Monitoring LLM applications in production for token usage anomalies, output pattern detection, behavioral drift, and using tools like Langfuse, Helicone, and custom logging.

monitoring anomaly-detection observability langfuse helicone drift logging

Runtime monitoring is the defense layer that catches what real-time filters miss.
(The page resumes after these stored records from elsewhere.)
PR #267, opened 2024-11-05
fix(scrollbar): use cursorline to determine thumb position

willothy:
Problem: The scrollbar doesn't touch the bottom of the window when scrolled to the bottom of the list.
Solution: Use the cursorline for positioning the thumb instead of topline


willothy:
> This causes the scrollbar to go down even when the topline hasn't changed though. How about we subtract the height of the window before dividing by the line count?

Hmm, I didn't see that as a downside but I get why that might not be ideal. Sounds good, I'll update that now!

willothy:
Updated, I think you're right - it looks much better this way :)

Saghen:
Sweet, thank you!

Issue #270, opened 2024-11-05
Attempt to index local 'line' (a nil value)


zvrkSam:
### Make sure you have done the following

- [X] I have updated to the latest version of `blink.cmp`
- [X] I have read the README

### Bug Description

I have encountered this issue with golang files, typically when you start typing outside of functions.
I have been looking at the issues and have seen this mentioned at [link](https://github.com/Saghen/blink.cmp/issues/246#issuecomment-2453302680)

[blink-cmp-error.webm](https://github.com/user-attachments/assets/0019812d-9767-4c03-8fb5-b947accf4cb4)

I get this error:
```
 | Error: ...e/nvim/lazy/blink.cmp/lua/blink/cmp/windows/lib/docs.lua:162: attempt to index local 'line' (a nil value)
```
Followed by:
```
Error executing vim.schedule lua callback: ...e/nvim/lazy/blink.cmp/lua/blink/cmp/windows/lib/docs.lua:162: attempt to index local 'line' (a nil value)
stack traceback:
	...e/nvim/lazy/blink.cmp/lua/blink/cmp/windows/lib/docs.lua:162: in function 'get_code_block_range'
	...e/nvim/lazy/blink.cmp/lua/blink/cmp/windows/lib/docs.lua:218: in function 'extract_detail_from_doc'
	...e/nvim/lazy/blink.cmp/lua/blink/cmp/windows/lib/docs.lua:20: in function 'render_detail_and_documentation'
	...m/lazy/blink.cmp/lua/blink/cmp/windows/documentation.lua:61: in function 'fn'
	.../nvim/lazy/blink.cmp/lua/blink/cmp/sources/lib/async.lua:86: in function 'cb'
	.../nvim/lazy/blink.cmp/lua/blink/cmp/sources/lib/async.lua:44: in function 'cb'
	.../nvim/lazy/blink.cmp/lua/blink/cmp/sources/lib/async.lua:44: in function 'resolve'
	...zy/blink.cmp/lua/blink/cmp/sources/lib/provider/init.lua:130: in function <...zy/blink.cmp/lua/blink/cmp/sources/lib/provider/init.lua:130>
```

### neovim version

NVIM v0.10.2

### `blink.cmp` version: branch, tag, or commit

main v0.5.1

Saghen:
Closed by #271

PR #271, opened 2024-11-05
fix: prevent index out of bounds in get_code_block_range

zvrkSam:
Add bounds checking to prevent nil indexing when row parameter is outsidethe valid range

Issue #270


Saghen:
Thank you!

Issue #274, opened 2024-11-05
GIT_DIR GIT_WORK_TREE environment variable affect blink.cmp


Bahex:
### Make sure you have done the following

- [X] I have updated to the latest version of `blink.cmp`
- [X] I have read the README

### Bug Description

I use the bare git repo method for managing my dotfiles, which means I have these environment variables set
```env
GIT_DIR=$HOME/.dotfiles.git
GIT_WORK_TREE=$HOME
```

Apparently this affects blink.cmp's download mechanism.

It might be necessary to set these environment variables or use git's `--git-dir` and `--work-tree` arguments in any git command the plugin executes to to prevent collisions with user environment.

### neovim version

NVIM v0.10.2

### `blink.cmp` version: branch, tag, or commit

v0.5.1

Saghen:
Closed by #275

PR #275, opened 2024-11-05
fix: download mechanism works with GIT_DIR and GIT_WORK_TREE set

Bahex:
Explicitly provide `--git-dir` and `--work-tree` in git commands.

Issue #274

### DIFF
--- a/lua/blink/cmp/fuzzy/download.lua
+++ b/lua/blink/cmp/fuzzy/download.lua
@@ -10,6 +10,7 @@ function download.get_lib_extension()
 end
 
 local root_dir = debug.getinfo(1).source:match('@?(.*/)')
+local repo_dir = vim.fs.root(root_dir, '.git')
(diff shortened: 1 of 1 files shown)


Saghen:
Thanks!

Bahex:
I think I understand what's happening. The flake doesn't keep a ".git" directory around
```lua
local repo_dir = vim.fs.root(root_dir, '.git')
```
so `repo_dir` is `nil`.

That line only concerns users who download the compiled binary from github, it should be easy to fix by moving that line into `download.get_git_tag()`.

Thanks for the feedback!

Bahex:
After a familiarizing myself more with the code, what should happen is `repo_dir == nil` should trigger the same code path as `out.code == 128`. Sending another PR shortly.

Bahex:
@debugloop can you check #281 to see if it works?

debugloop:
Works for me, thanks for the quick response and fix 🚀 `.git` being stripped from a flake at eval time makes sense, yeah 👍🏻

PR #286, opened 2024-11-07
Add accept.expand_snippet setting

leiserfg:


leiserfg:
This should do it for #286

Saghen:
Thanks!

PR #1262, opened 2025-02-18
fix: make protected calls towards vim API

### LINKED ISSUE #1261: Fails to make vim API calls

### Bug Description

When in insert mode, and having the autocompletion window visible there is a chance that `set_cursor`, `set_height`, `set_width` and `set_win_config` fails with the below stack trace. 

``` lua
Error detected while processing WinResized Autocommands for "*":
Error executing lua callback: ...re/nvim/lazy/blink.cmp/lua/blink/cmp/lib/window/init.lua:314: Invalid window id: 1003
stack traceback:
        [C]: in function 'nvim_win_set_config'
        ...re/nvim/lazy/blink.cmp/lua/blink/cmp/lib/window/init.lua:314: in function 'set_win_config'
        ...lazy/blink.cmp/lua/blink/cmp/completion/windows/menu.lua:128: in function 'update_position'
        ...lazy/blink.cmp/lua/blink/cmp/completion/windows/menu.lua:46: in function <...lazy/blink.cmp/lua/blink/cmp/completion/windows/menu.lua:46>
```

Got the following snippet for quick exit out of COMMIT_MSG:

```lua
vim.api.nvim_create_autocmd("BufEnter", {
  pattern = "COMMIT_EDITMSG",
  callback = function()
    vim.keymap.set("n", "<c-c><c-c>", "<cmd>wq<CR>", { noremap = true, buffer = true })
    vim.keymap.set("i", "<c-c><c-c>", "<esc><cmd>wq<CR>", { noremap = true, buffer = true })
  end,
})
```

It is reproducible in for example fugitive commit message window, by writing text, and while having the completion window visible, press `<C-c><C-c>` to conclude the commit message.

### Relevant configuration

```lua
The default config would do.
```

### `neovim` version

NVIM v0.10.1 Build type: Release LuaJIT 2.1.1713484068

### `blink.cmp` version

main

_EDIT: added snippet to reproduce the behavior_

dapc11:
Fixes #1261

### DIFF
--- a/lua/blink/cmp/lib/window/init.lua
+++ b/lua/blink/cmp/lib/window/init.lua
@@ -281,7 +281,7 @@ function win:set_cursor(cursor)
   local winnr = self:get_win()
   assert(winnr ~= nil, 'Window must be open to set cursor')
 
-  vim.api.nvim_win_set_cursor(winnr, cursor)
+  pcall(vim.api.nvim_win_set_cursor, winnr, cursor)
 
   if self.scrollbar then self.scrollbar:update(winnr) end
   self:redraw_if_needed()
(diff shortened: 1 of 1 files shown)


Saghen:
We shouldn't make the call in the first place if it would cause an error

dapc11:
Thx for your time, sorry for the naive attempt. Was just too annoyed at being interrupted when writing commit messages. Will have another, more thorough look at it and see if there are other situations where it can be reproduced.

PR #1264, opened 2025-02-18
typo fix on README.md

WillEhrendreich:
lsp-tracker link had "docs" instead of "doc", leading to a 404 when clicking


WillEhrendreich:
Thanks for all your incredible work, @Saghen!

PR #1277, opened 2025-02-19
completion.ghost_text.enabled can be a function or boolean

silvercircle:
This allows to enable or disable the ghost text feature without changing the blink.cmp configuration. Similar to what can be done with `completion.menu.auto_show`.


Saghen:
I actually just implemented this as part of #1269, great minds think alike :)

PR #1282, opened 2025-02-20
fix: lua expr cmdline completion clears prior input

### LINKED ISSUE #1240: Accepting completion in `:=` lua cmdline removes prior input

### Bug Description

When using `:=` cmdline (short form for `:lua ={expr}`) I noticed that when I accept a completion candidate it gets inserted but prior input is deleted.

#### repro

`|` is cursor position

1. `:=vim.tbl_|`
2. accept `tbl_deep_extend` completion
3. `:=tbl_deep_extend|`

#### counter check long form

the same works for the long form

1. `:lua =vim.tbl_|`
2. accept `tbl_deep_extend` completion
3. `:lua =vim.tbl_deep_extend|`

### Relevant configuration

```lua
{
  "saghen/blink.cmp",
  version = "*",
  opts = {},
}
```

### `neovim` version

v0.11.0-dev-1756+gc091bc3b9a

### `blink.cmp` version

v0.12.3

memchr:
Fixes a special case where `:=prefix.` is used without a space after the
`=`, which causes the prefix to be discarded when the completion is
accepted.

Closes #1240

### DIFF
--- a/lua/blink/cmp/sources/cmdline/init.lua
+++ b/lua/blink/cmp/sources/cmdline/init.lua
@@ -111,6 +111,7 @@ function cmdline:get_completions(context, callback)
       local completion_type = vim.fn.getcmdcompltype()
       local is_file_completion = completion_type == 'file' or completion_type == 'buffer'
       local is_first_arg = arg_number == 1
+      local is_lua_expr = completion_type == 'lua' and context.line:sub(1, 1) == '='
 
       local items = {}
       for _, completion in ipairs(completions) do
@@ -124,6 +125,9 @@ function cmdline:get_completions(context, callback)
 
           -- add prefix to the newText
           if not has_prefix then new_text = current_arg_prefix .. completion end
+        elseif is_lua_expr then
+          -- lua expr, e.g. `:=<expr>`
+          new_text = current_arg_prefix:sub(2, -1) .. completion
         end
 
         local start_pos = #text_before_argument


FerretDetective:
I just tried out this PR, and the issue still occurs for me.

FerretDetective:
After looking at it for a bit, I've found that the following seems to fix the issue.

```diff
diff --git a/lua/blink/cmp/sources/cmdline/init.lua b/lua/blink/cmp/sources/cmdline/init.lua
index 53668c6..fb65b74 100644
--- a/lua/blink/cmp/sources/cmdline/init.lua
+++ b/lua/blink/cmp/sources/cmdline/init.lua
@@ -111,7 +111,7 @@ function cmdline:get_completions(context, callback)
       local completion_type = vim.fn.getcmdcompltype()
       local is_file_completion = completion_type == 'file' or completion_type == 'buffer'
       local is_first_arg = arg_number == 1
-      local is_lua_expr = context.line:sub(0, 1) == '='
+      local is_lua_expr = context.line:sub(1, 2) == ':='

       local items = {}
       for _, completion in ipairs(completions) do
@@ -127,7 +127,7 @@ function cmdline:get_completions(context, callback)
           if not has_prefix then new_text = current_arg_prefix .. completion end
         elseif is_lua_expr then
           -- lua expr, e.g. `:=<expr>`
-          new_text = current_arg_prefix:sub(2, -1) .. completion
+          new_text = current_arg_prefix:sub(3, -1) .. completion
         end

         local start_pos = #text_before_argument
```

memchr:
What is your configuration? Are you using anything that replaces or modifies cmdline? Because context.line doesn't start with `:` using minimal config

FerretDetective:
My personal configuration is pretty default, but I get the same behaviour on a minimal config.

Using the repro.lua below I still have the original issue. Also, the patch I commented still seems to fix it. I'm running nvim v0.10.4 on Arch.

```lua
-- type `:` to open the cmdline
-- type `:=vim.ap` and accept the completion for `api`

vim.env.LAZY_STDPATH = ".repro"
require("lazy.minit").repro({
    spec = {
        {
            "memchr/blink.cmp",
            build = "cargo build --release",
            ---@module 'blink.cmp'
            ---@type blink.cmp.Config
            opts = {},
            opts_extend = { "sources.default" },
        },
    },
})

```

memchr:
I'm running the same version, but I can't reproduce it with your configuration.

<a href="https://asciinema.org/a/SXk53CttrW86ZmtGqAMcSm8RV" target="_blank"></a>

Here is a dump of the local variables, no `:` at `context.line[1]`

```
1740115120 - cmdline: {
  arg_number = 1,
  arguments = { "=vim." },
  cmd = "=",
  ["context.line"] = "=vim.",
  current_arg = "=vim.",
  current_arg_prefix = "=vim.",
  keyword = {
    length = 0,
    line_number = 1,
    start_col = 6
  },
  keyword_config = {
    range = "prefix"
  },
  text_before_argument = "",
  valid_cmd = true
}
```

FerretDetective:
It seems I was being an idiot, I misunderstood how `:=` worked. I thought you had to do `::=`. Your fix works for fix works perfectly when you actually use the feature correctly. My bad!

memchr:
No worries. However, this fix is just a lazy hack. As you observed, it doesn't handle cases like '::=' or '::=', but I suppose those are pretty uncommon.

FerretDetective:
I agree. The docs talk about it exclusively as `:=` in both `:h :lua` and `:h :=` even though it seems like you can have as many leading `:` before the `=`.

krovuxdev:
@memchr  The following change is unnecessary:
```diff
-      local is_lua_expr = completion_type == 'lua' and context.line:sub(1, 1) == '='

      local items = {}
      for _, completion in ipairs(completions) do
@@ -124,6 +125,9 @@ function cmdline:get_completions(context, callback)

          -- add prefix to the newText
          if not has_prefix then new_text = current_arg_prefix .. completion end
-        elseif is_lua_expr then
-          -- lua expr, e.g. `:=<expr>`
-          new_text = current_arg_prefix:sub(2, -1) .. completion

```
The only fix I added is at [line 77](https://github.com/Saghen/blink.cmp/blob/68942256d71e8d66632eb840b051a9320bc502dc/lua/blink/cmp/sources/cmdline/init.lua#L77)
Instead of modifying other parts of the code, this small change is enough:
```diff
-    completions = vim.fn.getcompletion(query, 'cmdline')
+    completions = vim.fn.getcompletion(query:gsub('^(.-)=', ':lua '), 'cmdline')
```
This ensures that `=` is properly handled within `cmdline` without requiring extra logic.

memchr:
@krovuxdev Thank you very much. But this patch seems to revert to the old behaviour of overwriting the previous input. 

`vim.fn.getcompletion` can generate a completion for `=` without any problem, so converting to `:lua` does not change the list returned by this function. 

The problem is that `=context` is technically two args, but the current code simply split the string instead of parsing it, thus treating it as one arg, so all the content before the last keyword was discarded.

krovuxdev:
@memchr 
Sure, you can try using `gsub('^(.-)=', '= ')` to ensure a space is added after `=`. Without this, you would have to type `:= string.` (with a space) for it to work. If you want it to also work with `:=string.` (without a space), you can apply this fix:  

```lua
completions = vim.fn.getcompletion(query:gsub('^(.-)=', '= '), 'cmdline')
```  

This way, completions will trigger correctly regardless of whether there is a space after `=` or not.


https://github.com/user-attachments/assets/fcfae240-ebbc-4476-be25-73791ab19cf4

krovuxdev:
I investigated the issue further and found the reason behind this behavior.  

It turns out that `query` always receives `=` instead of `=string` when typing, for example, `=prin`. This is why no completions appear. You can verify this with:  

```lua
vim.fn.getcompletion("=", "cmdline") -- returns {}
vim.fn.getcompletion("=vi", "cmdline") -- returns {"vim"}
```  

So, `query` is being passed as just `=`, rather than `=vim` as expected. This explains why completions don’t appear unless a space is added manually.

memchr:
@krovuxdev Thank you. But this PR is not about not triggering completion after ':=' without a space, it addresses #1240 instead. The result of `vim.fn.getcompletion()` doesn't affect whether blinking overwrites existing input. 

Sorry for the confusion, but please have a look at #1240.

memchr:
Here is the symptom of the issue: 
Suppose you trigger the `accept` keymap, which is <kbd>ctrl</kbd>+<kbd>y</kbd> by default, after typing `:=string.`, this will accept the first result `byte`, but instead of outputting `=string.byte`, blink will remove the prefix `string.`, leaving only `=byte`.  

I tried your patch, the problem still exists because blink only keeps the prefix [if there is more than one argument](https://github.com/Saghen/blink.cmp/blob/68942256d71e8d66632eb840b051a9320bc502dc/lua/blink/cmp/sources/cmdline/init.lua#L121), and since argument parsing is by [space delimiters](https://github.com/Saghen/blink.cmp/blob/68942256d71e8d66632eb840b051a9320bc502dc/lua/blink/cmp/sources/cmdline/init.lua#L23), `=string.` is treated as one argument instead of two, it was incorrectly replaced as `=byte`.

<a href="https://asciinema.org/a/X3AKDO9ircymKS1RofoHivlSK" target="_blank"></a>

krovuxdev:
@memchr Ah, sorry! I thought you wanted completion when using `:=`. My mistake, my apologies! 😢

Saghen:
Sorry for the delay, works great, thank you!

PR #1284, opened 2025-02-21
feat!: set `BlinkCmpSource` highlight to `PmenuExtra`

andreihh:
The completion item source is extra metadata, the same as detail / description / deprecated, so it should use the same highlight for consistency.


Saghen:
Thank you!

PR #1290, opened 2025-02-21
fix: context not pass to completion.menu.auto_show

### LINKED ISSUE #1287: The context passed to `auto_show` is `nil`

### Bug Description

I had the recipe snippet for disabling the menu opening automatically in search. This does not work anymore, since the auto_show function is now passed `nil` as context. I realize this has probably to do with extracting `cmdline` to its own config section and I was able to implement my use case by moving the function to the `cmdline` section and just setting the normal config's `auto_show` to true.

So either the recipes need to be be updated or the context needs to be passed again.

### Relevant configuration

```lua
completion = {
  menu = {
    auto_show = function(ctx)
      return ctx.mode ~= "cmdline" or not vim.tbl_contains({ '/', '?' }, vim.fn.getcmdtype())
    end,
  },
}
```

### `neovim` version

NVIM v0.11.0-dev-1796+g08f7c22377

### `blink.cmp` version

main

Methapon2001:
fixes #1287

### DIFF
--- a/lua/blink/cmp/completion/windows/menu.lua
+++ b/lua/blink/cmp/completion/windows/menu.lua
@@ -12,6 +12,7 @@
 --- @field open_loading fun(context: blink.cmp.Context)
 --- @field open fun()
 --- @field close fun()
+--- @field should_auto_show fun(context: blink.cmp.Context, items: blink.cmp.CompletionItem[])
 --- @field set_selected_item_idx fun(idx?: number)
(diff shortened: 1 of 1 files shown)


Methapon2001:
Not sure if this is intentional or not. If it is please let me know.

Anyway, this is a fix.

Saghen:
Thanks!

PR #1299, opened 2025-02-22
fix: can't download binaries if no cc on Linux

### LINKED ISSUE #1297: Pre-built binaries fail to download on Linux if `cc` not present

### Bug Description

On a Linux machine without cc, blink will try to download the prebuilt binaries but it doesn't download anything and throws a no such file or dir error:

 09:51   INFO  blink.cmp       [blink.cmp]: Downloading pre-built binary                                            
 09:51   ERROR                  /usr/share/nvim/runtime/lua/vim/_system.lua:244: ENOENT: no such file or directory  

Adding logging to `_system.lua` shows that the file that can't be found is `cc` and I traced the error to:

https://github.com/Saghen/blink.cmp/blob/da2a3bb687b067977f4dbf43cdf2db05e5aa87d5/lua/blink/cmp/fuzzy/download/system.lua#L37

[According to the docs](https://neovim.io/doc/user/lua.html#vim.system()), vim.system throws an error if the cmd can't be found so that stops the download.

To fix, I think the call to `vim.system` has to be wrapped in a pcall and resolve called if `cmd` can't be found so the fallback code can be used:

```lua
      local ok = pcall(vim.system, { 'cc', '-dumpmachine' }, { text = true }, resolve)
      if not ok then resolve({}) end
```
The check in `system.get_linux_libc_sync` is already wrapped so it's fine.

### Relevant configuration

```lua

```

### `neovim` version

NVIM v0.10.4 Build type: Release LuaJIT 2.1.1713484068

### `blink.cmp` version

v0.12.4

cameronr:
Closes #1297

### DIFF
--- a/lua/blink/cmp/fuzzy/download/system.lua
+++ b/lua/blink/cmp/fuzzy/download/system.lua
@@ -34,7 +34,10 @@ function system.get_linux_libc()
     .task
     -- Check for system libc via `cc -dumpmachine` by default
     -- NOTE: adds 1ms to startup time
-    .new(function(resolve) vim.system({ 'cc', '-dumpmachine' }, { text = true }, resolve) end)
+    .new(function(resolve)
+      local ok = pcall(vim.system, { 'cc', '-dumpmachine' }, { text = true }, resolve)
+      if not ok then resolve({}) end
+    end)
     :schedule()
     :map(function(process)
       --- @cast process vim.SystemCompleted


Saghen:
Thanks for finding the root cause, implemented it slightly differently

cameronr:
Ah, that's even cleaner. Thanks!

PR #1300, opened 2025-02-22
fix: cmdline completion replace behavior when using `:=`

madmaxieee:
cmdline completion treat every completion as the first argument when using `:=`. If we type `:=vim.api.` and accept the "nvim_create_autocmd" completion, the whole line would be "nvim_create_autocmd". This works just fine when using `:lua vim.api.` or add the optional space `:= vim.api.`.


krovuxdev:
duplicadated #1282

PR #1302, opened 2025-02-22
fix(dot_repeat): move cursor for auto brackets only when `dot_repeat` is enabled

aidoskanapyanov:
Hi, appreciate the work you've put into it! 🔥

There is a missing check for `config.dot_repeat` here.
It was causing some issues in my neovim configuration.


Saghen:
We still need to move the cursor outside of dot repeat mode, but I have a plan for solving the root issue (#1303). Thank you though!

PR #1305, opened 2025-02-23
fix: incsearch flickering when typing characters during search

### LINKED ISSUE #1061: Screen flicker when buffer completion is enabled for searching

### Bug Description

With default sources:

https://github.com/user-attachments/assets/3a9f6a49-d461-48d2-8abc-a34e7fd3b2b8

With
```lua
sources = {
  default = { 'lsp', 'path' },
  cmdline = function()
    local type = vim.fn.getcmdtype()
    -- Commands
    if type == ':' or type == '@' then return { 'cmdline' } end
    return {}
  end
}
```

https://github.com/user-attachments/assets/c4190e6a-d242-45b5-bb44-09b7267d389c

Problem still exists when noice.nvim is disabled.

### `neovim` version

0.10.3

### `blink.cmp` version

0.10.0

jdrouhard:
Setting the decoration provider on every renderer:draw() command caused flickering of incsearch highlights when showing completions for / and ? search modes on the cmdline as characters were typed.

Decoration providers only need to be set once and they remain active, so the fix here is create it when the renderer is created and remember the last bufnr that was drawn to, along with the columns.

Fixes #1061

### DIFF
--- a/lua/blink/cmp/completion/windows/render/init.lua
+++ b/lua/blink/cmp/completion/windows/render/init.lua
@@ -3,6 +3,7 @@
 --- @field padding number[]
 --- @field gap number
 --- @field columns blink.cmp.DrawColumn[]
+--- @field bufnr number?
 ---
 --- @field new fun(draw: blink.cmp.Draw): blink.cmp.Renderer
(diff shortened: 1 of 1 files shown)


Saghen:
Thank you!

While input and output filters make binary block/allow decisions per request, monitoring analyzes patterns across time, users, and sessions to detect slow-burn attacks, automated probing, and post-exploitation activity.

What to Monitor

Token Usage Anomalies

Unusual token patterns are strong indicators of attack activity:

Signal	Normal Baseline	Attack Indicator	Possible Attack
Input length spike	50-500 tokens	>4000 tokens	Context window stuffing, attention dilution
Output length spike	100-1000 tokens	>5000 tokens	Data exfiltration, system prompt extraction
Input/output ratio	~1:2 to 1:5	>1:50	Model tricked into generating excessive content
Token velocity	Steady, human-paced	Burst of rapid requests	Automated tool (Garak, PromptFoo)
Repeated similar inputs	Low similarity	>90% cosine similarity	Iterative fuzzing

# Token anomaly detection
class TokenAnomalyDetector:
    def __init__(self, window_size: int = 100):
        self.input_lengths: list[int] = []
        self.output_lengths: list[int] = []
        self.window_size = window_size
 
    def check(self, input_tokens: int, output_tokens: int) -> list[str]:
        alerts = []
        if len(self.input_lengths) >= self.window_size:
            avg_input = sum(self.input_lengths[-self.window_size:]) / self.window_size
            if input_tokens > avg_input * 5:
                alerts.append(f"Input length anomaly: {input_tokens} vs avg {avg_input:.0f}")
 
            avg_output = sum(self.output_lengths[-self.window_size:]) / self.window_size
            if output_tokens > avg_output * 10:
                alerts.append(f"Output length anomaly: {output_tokens} vs avg {avg_output:.0f}")
 
        self.input_lengths.append(input_tokens)
        self.output_lengths.append(output_tokens)
        return alerts

Output Pattern Detection

Monitor the model's outputs for patterns that indicate successful exploitation:

Pattern	Detection Method	Indicates
Refusal rate drop	Track refusal keyword frequency	Jailbreak success
System prompt fragments in output	String matching against known prompt content	System prompt extraction
PII patterns in output	Regex for SSN, email, phone patterns	Data leakage
Code execution indicators	Detect code blocks with dangerous imports	Tool abuse
Repeated output templates	Cluster outputs by embedding similarity	Automated exploitation

Behavioral Drift

Behavioral drift occurs when the model's response patterns change without intentional updates:

Topic drift -- model starts discussing topics outside its intended scope
Tone shift -- model becomes more compliant or aggressive over time
Capability expansion -- model starts using tools or formats it previously avoided
Safety degradation -- refusal rate decreases across a session or across sessions

Monitoring Tools

Langfuse is an open-source LLM observability platform that captures traces, metrics, and evaluations.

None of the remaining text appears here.